#### [Task goal]
Look through the lines below; wherever the word "throw" appears, copy that line.
• • •
PR #8929, opened 2018-07-13
Disabled user has no access.

anastasiamac:
## Description of change

In our permission checks we cater for logically-deleted users - they have no access to the system. This PR ensures that the same courtesy is awarded disabled users.

## Bug reference

https://bugs.launchpad.net/juju/+bug/1781442

### DIFF
--- a/state/useraccess.go
+++ b/state/useraccess.go
@@ -186,7 +186,7 @@ func (st *State) userMayHaveAccess(tag names.UserTag) error {
 	if err != nil {
 		return errors.Trace(err)
 	}
-	// Since deleted users will throw an error, we need to check is user has been disabled here.
+	// Since deleted users will throw an error above, we need to check whether the user has been disabled here.
 	if localUser.IsDisabled() {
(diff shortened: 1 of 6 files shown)


anastasiamac:
[disabled user should not have access, lp#1781442](https://trello.com/c/gqCqNhNX/321-disabled-user-should-not-have-access-lp1781442)

state/useraccess.go
```diff
@@ -173,13 +177,26 @@ func newUserAccess(perm *userPermission, userDoc userAccessDoc, object names.Tag
...
+func (st *State) userMayHaveAccess(tag names.UserTag) error {
+	if !tag.IsLocal() {
+		// external users may have access
+		return nil
+	}
+	localUser, err := st.User(tag)
+	if err != nil {
+		return errors.Trace(err)
+	}
+	// Since deleted users will throw an error, we need to check is user has been disabled here.
```
wallyworld: if

anastasiamac:
$$merge$$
• • •
#### [Written solution]
-	// Since deleted users will throw an error, we need to check is user has been disabled here.
+	// Since deleted users will throw an error above, we need to check whether the user has been disabled here.
+	// Since deleted users will throw an error, we need to check is user has been disabled here.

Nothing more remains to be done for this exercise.